At this moment, as Fleur let her hands fall to her side and faced him, Hart realized his father had been wrong. Hart didn’t feel weaker for expressing remorse. He experienced a sense of greatness and relief—his sincere apology had kept Fleur with him.
“Truce?”
“Are we at war, Henry?” Fleur canted her head. Her gold curls bounced on her shoulders.
“Sometimes it feels that way.”
“Not to me. You are the one who cannot decide whether you hate or tolerate me.”
He frowned. “I don’t merely tolerate you, Fleur. I like you.”
And there it was. He liked a woman—this woman. His need for her was not purely sexual attraction. He enjoyed being in her company, and that went against the first and most important lesson the previous Duke of Hartwell beat into him.
“You like me?” Letting out a soft, sad little laugh, Fleur shook her head. “Then I should hate to see how you are with someone you don’t like.”
Her barbed lance struck—as it should.
Fleur wandered along the terrace and stopped at the seat she previously occupied with Kilmartin. She stared out.
Hart ran his gaze across her somber figure. Had Kilmartin awaited an invitation or swept over as if it was his right, a right that didn’t belong to Kilmartin or any bloody man but Hart, goddamn it.
When he joined her, Fleur gave no indication she registered his presence.
With her stare trained outward, he took in the other details of her appearance, details he formerly overlooked.

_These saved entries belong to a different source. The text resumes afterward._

PR #11422, opened 2022-02-04
feat(agw): Add initial UE stats tracking to eBPF

koolzz:

## Summary

 - Add IMSI to dl map
 - Add basic byte counting to ebpf UL/DL

## Additional Information

### DIFF
--- a/lte/gateway/c/core/oai/tasks/gtpv1-u/ebpf_dl_map.h
+++ b/lte/gateway/c/core/oai/tasks/gtpv1-u/ebpf_dl_map.h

Impeccably beautiful, as she always was, he now saw the dark circles under her beguiling eyes. They made the big, greenish-brown pools a stark shade within a wan face. Her exquisitely crafted features were stretched and strained.
A cold knot formed in his gut.
“Fleur?”
She looked at him. Those wrinkles of sadness at the corners of her eyes deepened.
“Are you all right?”
Was she all right?
Fleur couldn’t be further from “all right” than had she hopped to another planet.